Data extract
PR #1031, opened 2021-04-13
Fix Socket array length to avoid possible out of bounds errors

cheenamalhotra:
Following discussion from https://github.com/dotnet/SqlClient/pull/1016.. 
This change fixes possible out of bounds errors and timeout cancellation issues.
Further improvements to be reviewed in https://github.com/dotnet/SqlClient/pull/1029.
==
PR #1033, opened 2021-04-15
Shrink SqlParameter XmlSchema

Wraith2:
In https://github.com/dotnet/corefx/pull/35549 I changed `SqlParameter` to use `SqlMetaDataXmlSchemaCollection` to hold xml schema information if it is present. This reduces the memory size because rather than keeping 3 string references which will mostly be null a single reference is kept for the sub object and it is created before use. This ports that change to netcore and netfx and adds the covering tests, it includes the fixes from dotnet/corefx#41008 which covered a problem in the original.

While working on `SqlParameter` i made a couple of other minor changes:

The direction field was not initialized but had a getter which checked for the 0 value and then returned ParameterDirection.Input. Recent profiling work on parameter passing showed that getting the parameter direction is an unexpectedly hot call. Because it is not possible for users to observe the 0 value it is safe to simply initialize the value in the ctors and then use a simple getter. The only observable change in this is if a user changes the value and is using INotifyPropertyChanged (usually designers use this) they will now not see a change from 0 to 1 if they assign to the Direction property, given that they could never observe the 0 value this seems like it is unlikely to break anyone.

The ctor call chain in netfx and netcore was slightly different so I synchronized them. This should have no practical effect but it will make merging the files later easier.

Task item
In the listing above, the lines from the one containing "PR #1031, opened 2021-04-13" through the one containing "Further improvements to" must be set down exactly, with no other lines.

Response to this task
PR #1031, opened 2021-04-13
Fix Socket array length to avoid possible out of bounds errors

cheenamalhotra:
Following discussion from https://github.com/dotnet/SqlClient/pull/1016.. 
This change fixes possible out of bounds errors and timeout cancellation issues.
Further improvements to be reviewed in https://github.com/dotnet/SqlClient/pull/1029.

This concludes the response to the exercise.